[Directions for this task]:
If a line in the entries below includes the string "toolchain", copy it out.

□ □ □ □ □

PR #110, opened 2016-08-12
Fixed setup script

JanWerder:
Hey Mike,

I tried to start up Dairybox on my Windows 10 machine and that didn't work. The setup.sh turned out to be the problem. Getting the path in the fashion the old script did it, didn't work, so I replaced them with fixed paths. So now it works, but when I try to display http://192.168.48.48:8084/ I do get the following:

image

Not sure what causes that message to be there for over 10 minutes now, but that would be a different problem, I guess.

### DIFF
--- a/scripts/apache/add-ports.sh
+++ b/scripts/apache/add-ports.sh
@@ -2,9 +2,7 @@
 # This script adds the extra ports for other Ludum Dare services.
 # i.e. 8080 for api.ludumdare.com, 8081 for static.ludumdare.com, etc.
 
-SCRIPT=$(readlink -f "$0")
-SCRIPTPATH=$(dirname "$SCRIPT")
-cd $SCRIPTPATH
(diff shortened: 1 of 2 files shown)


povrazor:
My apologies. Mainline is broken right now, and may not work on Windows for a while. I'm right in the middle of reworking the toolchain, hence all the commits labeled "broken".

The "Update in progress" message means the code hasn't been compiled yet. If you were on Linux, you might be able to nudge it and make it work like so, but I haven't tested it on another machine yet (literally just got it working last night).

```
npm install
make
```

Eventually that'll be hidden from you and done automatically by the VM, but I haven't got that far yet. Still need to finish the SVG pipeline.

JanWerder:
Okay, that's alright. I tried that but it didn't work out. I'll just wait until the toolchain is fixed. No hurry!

□ □ □ □ □

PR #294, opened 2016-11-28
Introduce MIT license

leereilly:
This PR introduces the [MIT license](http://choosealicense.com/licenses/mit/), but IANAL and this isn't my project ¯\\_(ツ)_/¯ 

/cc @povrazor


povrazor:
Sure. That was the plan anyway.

□ □ □ □ □

[Reply to the exercise]:
My apologies. Mainline is broken right now, and may not work on Windows for a while. I'm right in the middle of reworking the toolchain, hence all the commits labeled "broken".
Okay, that's alright. I tried that but it didn't work out. I'll just wait until the toolchain is fixed. No hurry!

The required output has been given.